# Problem to work on:
Go through the entries below and collect each line with the string "contains" in it.

# Information:
Issue #37, opened 2018-07-26
Convert the ops middleware docs generation logic into a lein task


bbatsov:
There's some docs generation logic here https://github.com/nrepl/nREPL/blob/master/src/clojure/nrepl/middleware.clj#L204

It's used to generate https://github.com/nrepl/nREPL/blob/master/doc/ops.md

Now it's pretty cumbersome to regenerate the ops document and some lein task would be a good step forward.

bbatsov:
On second thought - we should probably just an `--describe-ops` command line flag, as that'd be simpler and more generic. 

When extra middleware is loaded (e.g. cider-nrepl), we'd be able to generate documentation for it as well.

SevereOverfl0w:
Even simpler than a lein task, write a main and use `lein run`

PR #94, opened 2018-12-09
Add ops.adoc generation script behind `lein docs`

benjaminran:
Putting this up here in the hopes that someone else will point out my mistake before I find it myself or offer guidance (on approach, etc.). This adds an nrepl.-private/-main routine to regenerate ops.adoc. The docs helper functions were moved verbatim from middleware.clj into the new namespace, and the new -main sends a verbose "describe" request through the default handler via a simple transport.

The issue I'm currently debugging: when wrap-describe is executed on the verbose "describe" message the -main is sending, :descriptors isn't set on the message. It looks like the handler function is supposed to be composed with wrap-conj-descriptor (which sets :descriptors for describe messages) in set-descriptor!, but for some reason that doesn't appear to be happening. Maybe I set something up wrong in the handler, but I'm still trying to figure out what. Let me know if any pointers.

The result is an ops.adoc without ops 😢 :
```
bnran at dca90496b22a in ~/dev/clj/nREPL on master*
$ lein run -m nrepl.-private.docs && cat doc/modules/ROOT/pages/ops.adoc
done
////
This file is _generated_ by #'nrepl.-private.docs/-main
   *Do not edit!*
////
= Supported nREPL operations

[small]#generated from a verbose 'describe' response (nREPL v0.6.0-SNAPSHOT)#

== Operationsbnran at dca90496b22a in ~/dev/clj/nREPL on master*
$ 
```

As for the general approach, it would be nice to avoid including this in the released jar used to run other projects' repls. I guess that's what a lein task is (still new to clojure) but I'm having trouble finding docs on how to create one. Thoughts on how important this actually is would be welcome.

P.S. also wondering who sets system prop 'nrepl.basedir'.

Issue: https://github.com/nrepl/nrepl/issues/37

### DIFF
--- a/project.clj
+++ b/project.clj
@@ -13,7 +13,8 @@
   :dependencies [[nrepl/bencode "1.0.0"]]
 
   :aliases {"bump-version" ["change" "version" "leiningen.release/bump-version"]
-            "test-all" ["with-profile" "+1.7:+1.8:+1.9:+fastlane" "test"]}
+            "test-all" ["with-profile" "+1.7:+1.8:+1.9:+fastlane" "test"]
+            "docs" ["with-profile" "+maint" "run" "-m" "nrepl.impl.docs"]}
 
   :release-tasks [["vcs" "assert-committed"]
                   ["bump-version" "release"]
@@ -38,6 +39,7 @@
                       :dependencies [[org.clojure/clojure "1.10.0-master-SNAPSHOT"]]}
 
              :sysutils {:plugins [[lein-sysutils "0.2.0"]]}
+             :maint {:source-paths ["src/maint"]}
 
              ;; CI tools
              :cloverage {:plugins [[lein-cloverage "1.0.13"]]}
--- a/project.clj
+++ b/project.clj
@@ -14,7 +14,7 @@
 
   :aliases {"bump-version" ["change" "version" "leiningen.release/bump-version"]
             "test-all" ["with-profile" "+1.7:+1.8:+1.9:+fastlane" "test"]
-            "docs" ["with-profile" "+maint" "run" "-m" "nrepl.impl.docs"]}
+            "docs" ["with-profile" "+maint" "run" "-m" "nrepl.impl.docs" "--lein"]}
 
   :release-tasks [["vcs" "assert-committed"]
                   ["bump-version" "release"]
@@ -39,7 +39,8 @@
                       :dependencies [[org.clojure/clojure "1.10.0-master-SNAPSHOT"]]}
 
              :sysutils {:plugins [[lein-sysutils "0.2.0"]]}
-             :maint {:source-paths ["src/maint"]}
+             :maint {:source-paths ["src/maint"]
+                     :dependencies [[org.clojure/tools.cli "0.4.1"]]}
 
              ;; CI tools
              :cloverage {:plugins [[lein-cloverage "1.0.13"]]}
--- a/project.clj
+++ b/project.clj
@@ -14,7 +14,9 @@
 
   :aliases {"bump-version" ["change" "version" "leiningen.release/bump-version"]
             "test-all" ["with-profile" "+1.7:+1.8:+1.9:+fastlane" "test"]
-            "docs" ["with-profile" "+maint" "run" "-m" "nrepl.impl.docs" "--lein"]}
+            "docs" ["with-profile" "+maint" "run" "-m" "nrepl.impl.docs" "--file"
+                    ~(clojure.java.io/as-relative-path
+                      (clojure.java.io/file "doc" "modules" "ROOT" "pages" "ops.adoc"))]}
 
   :release-tasks [["vcs" "assert-committed"]
                   ["bump-version" "release"]
--- a/src/maint/nrepl/impl/docs.clj
+++ b/src/maint/nrepl/impl/docs.clj
@@ -1,4 +1,5 @@
 (ns nrepl.impl.docs
+  "Doc generation utilities"
   (:require
    [clojure.tools.cli :as cli]
    [clojure.java.io :as io]
@@ -10,21 +11,21 @@
   (:import
    (java.io File)))
 
+(declare -main)
+
 (def cli-options
   [["-f" "--file FILE" "File to write output into (defaults to standard output)"
     :parse-fn #(File. %) :default *out*]
    ["-h" "--help" "Show this help message"]
-   ["-l" "--lein"]
    ["-o" "--output OUT" "One of: raw, adoc, md" :default "adoc"
     :validate [#(contains? #{"raw" "adoc" "md"} %)]]])
-;; io/file (File. (System/getProperty "nrepl.basedir" ".")) "doc" "modules" "ROOT" "pages" "ops.adoc")
 
 (defn- exit [status msg]
   (println msg)
   (System/exit status))
 
 (defn- usage [options-summary]
-  (->> ["Regenerate and output the ops documentation to the specified destination in the specified format."
+  (->> [(:doc (meta #'-main))
         ""
         "Usage: lein -m +maint run nrepl.impl.docs [options]"
         ""
@@ -101,10 +102,8 @@ use in e.g. wiki pages, github, etc."
                 (message-slot-adoc (sort returns))
                 "\n"))))
 
-(declare -main)
-
 (defn- format-response [format resp]
-  (cond (= format "raw") (pr-str resp)
+  (cond (= format "raw") (pr-str (select-keys resp [:ops :versions]))
         (= format "md") (str "<!-- This file is *generated* by " #'-main
                              "\n   **Do not edit!** -->\n"
                              (describe-markdown resp))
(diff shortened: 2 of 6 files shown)


SevereOverfl0w:
fwiw, I've never seen a namespace start with `-`. This might be something that coincidentally works, but isn't supported.

I generally see `.impl` to indicate a namespace isn't part of the api, so `nrepl.impl.docs` or something.

SevereOverfl0w:
> As for the general approach, it would be nice to avoid including this in the released jar used to run other projects' repls. I guess that's what a lein task is (still new to clojure) but I'm having trouble finding docs on how to create one. Thoughts on how important this actually is would be welcome.

Create an additional directory to house this namespace, something like `mains`. So you'd have `mains/nrepl/impl/docs.clj`. Then the project.clj can be updated to include this when running the main / exclude this when running the build.

SevereOverfl0w:
I just loaded this up in a REPL, the issue is your FnTransport. You've put `print t` and you meant `(print t)`.

You will want to have side effects in order to get a return value. I came up with this:

```
(defn- collect-responses
  [handler op]
  (let [res (atom [])]
    (handler (assoc op
                    :transport
                    (transport/fn-transport
                      (fn [t] t)
                      (fn [m] (swap! res conj m))
                      (fn []))))
    @res))

(comment
  (collect-responses
    (server/default-handler)
    {:op "describe"
     :verbose? true
     :id "1"}))
```

The invocation in the `comment` gives me back a vector of results :smile:

benjaminran:
Thanks @SevereOverfl0w for your help. The latest revision adds a maint profile/source-dir to hold codebase-maintenance-related scripts, like nrepl.impl.docs. The ops.adoc was generated with `$ lein docs`. Removing 'WIP' from the title.

src/maint/nrepl/impl/docs.clj
```diff
@@ -0,0 +1,99 @@
+(ns nrepl.impl.docs
+  (:refer-clojure :exclude [comparator])
```
bbatsov: I think you've copied this here accidentally.

benjaminran: yeah, thanks

bbatsov:
Looks good to me overall. Just a couple of minor remarks:

* now there's no easy way to generate this in markdown format. Might be good to add some basic command-line flag about the output format

* now there's also no easy way to just dump the generated output to the console, so you can redirect it wherever. That might be handy for people looking to generate some documentation for themselves - e.g. just filter out middleware they are working on or whatever.

bbatsov:
I think there were also a few references in the manual that you'll have to update that mentioned the old var names.

benjaminran:
Looking through the manual...

bbatsov:
See https://nrepl.xyz/nrepl/design/middleware.html

benjaminran:
Updated middleware.adoc and factored out a `generate-ops-info` function to return the describe response map out of -main, which now does command line parsing and output. Output can be written in md, adoc, or pr-str'd and can be written file or stdout.

Let me know if you want a changelog entry (don't expect it) or tests for this.

Some sample cli interactions:
```
bnran at dca90496b22a in ~/dev/clj/nREPL on master▲
$ lein with-profile +maint run -m nrepl.impl.docs --help
Regenerate and output the ops documentation to the specified destination in the specified format.

Usage: lein -m +maint run nrepl.impl.docs [options]

Options:
  -f, --file FILE   java.io.OutputStreamWriter@3b05a99b  File to write output into (defaults to standard output)
  -h, --help                                             Show this help message
  -l, --lein
  -o, --output OUT  adoc                                 One of: raw, adoc, md
bnran at dca90496b22a in ~/dev/clj/nREPL on master▲
$ lein with-profile +maint run -m nrepl.impl.docs --file /tmp/raw.txt --output raw
Regenerated /tmp/raw.txt
bnran at dca90496b22a in ~/dev/clj/nREPL on master▲
$ lein with-profile +maint run -m nrepl.impl.docs --file /tmp/ops.md --output raw
Regenerated /tmp/ops.md
bnran at dca90496b22a in ~/dev/clj/nREPL on master▲
$ lein docs
Regenerated ./doc/modules/ROOT/pages/ops.adoc
```

src/maint/nrepl/impl/docs.clj
```diff
@@ -0,0 +1,146 @@
+(ns nrepl.impl.docs
```
bbatsov: I guess you can add some docstring overview of the purpose of the ns. That's always useful for people exploring the code.

src/maint/nrepl/impl/docs.clj
```diff
@@ -0,0 +1,146 @@
...
+   (java.io File)))
+
+(def cli-options
+  [["-f" "--file FILE" "File to write output into (defaults to standard output)"
+    :parse-fn #(File. %) :default *out*]
+   ["-h" "--help" "Show this help message"]
+   ["-l" "--lein"]
+   ["-o" "--output OUT" "One of: raw, adoc, md" :default "adoc"
+    :validate [#(contains? #{"raw" "adoc" "md"} %)]]])
+;; io/file (File. (System/getProperty "nrepl.basedir" ".")) "doc" "modules" "ROOT" "pages" "ops.adoc")
```
bbatsov: Seems you forgot to remove this.

bbatsov:
Overall - it looks good to me. 

What's `raw`, btw? Is that EDN?

src/maint/nrepl/impl/docs.clj
```diff
@@ -0,0 +1,146 @@
...
+   [nrepl.transport :as transport]
+   [nrepl.version :as version])
+  (:import
+   (java.io File)))
+
+(def cli-options
+  [["-f" "--file FILE" "File to write output into (defaults to standard output)"
+    :parse-fn #(File. %) :default *out*]
+   ["-h" "--help" "Show this help message"]
+   ["-l" "--lein"]
```
bbatsov: This command flag seems weird. Why is it needed?

project.clj
```diff
@@ -13,7 +13,8 @@
   :dependencies [[nrepl/bencode "1.0.0"]]
 
   :aliases {"bump-version" ["change" "version" "leiningen.release/bump-version"]
-            "test-all" ["with-profile" "+1.7:+1.8:+1.9:+fastlane" "test"]}
+            "test-all" ["with-profile" "+1.7:+1.8:+1.9:+fastlane" "test"]
+            "docs" ["with-profile" "+maint" "run" "-m" "nrepl.impl.docs" "--lein"]}
```
bbatsov: I saw this `--lein` here and in the code, but it doesn't seem to be used anywhere, so I assume it's some oversight.

project.clj
```diff
@@ -38,6 +39,8 @@
                       :dependencies [[org.clojure/clojure "1.10.0-master-SNAPSHOT"]]}
 
              :sysutils {:plugins [[lein-sysutils "0.2.0"]]}
+             :maint {:source-paths ["src/maint"]
```
bbatsov: maint stands for maintenance, right?

project.clj
benjaminran: It's intentional, but there may be a better way to achieve what I want. I want `lein docs` to write to nREPL/doc/modules/ROOT/pages/op.adoc but I want lein with-profile +maint run nrepl.impl.docs to print to stdout by default.

The `--lein` flag is in the 'lein docs' alias definition then -main uses that as a short-circuit flag to write the output to the existing ops.adoc path instead of considering the `--file` param. This isn't very straightforward :/

project.clj
benjaminran: yep

benjaminran:
> What's raw, btw? Is that EDN?
Raw is just the output of `pr` on the verbose describe result, so output is printed 'in a way that objects can be read by the reader'. I should actually filter that to exclude keys other that 'ops' and 'versions' (or maybe just 'ops?). Will update.

project.clj
benjaminran: tbh didn't actually actually check if -main is invoke with cwd = the project root or if it's actually the cwd where lein is invoked from--assumed the latter. Will check....

bbatsov: I see. I think think that `--lein` is a pretty confusing flag name, so it should probably be something else, but I don't have an amazing idea for this either.

benjaminran: It turns out cwd is always the project root when calling a function via `lein run`, so in my latest revision I did away with `--lein` and just use `--file` with the relative path from the project root in the lein alias definition.

src/maint/nrepl/impl/docs.clj
benjaminran: Added in latest revision

benjaminran:
The latest revision addresses your comments so far by removing the --lein flag and adding a simple namespace docstring (let me know if you think I should say more in the ns docstring). I also filter the keys written in the raw output format to just include :ops to be consistent with the info included in the adoc and md output formats.

bbatsov:
I think the code is in a good enough shape for now and we can obviously keep tuning! 
Thanks for working on this! I really appreciate it! 🙇

benjaminran:
Thanks! Opened https://github.com/nrepl/nrepl/pull/104 to fix an accidentally included function.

# Exercise answer:
     :validate [#(contains? #{"raw" "adoc" "md"} %)]]])
+    :validate [#(contains? #{"raw" "adoc" "md"} %)]]])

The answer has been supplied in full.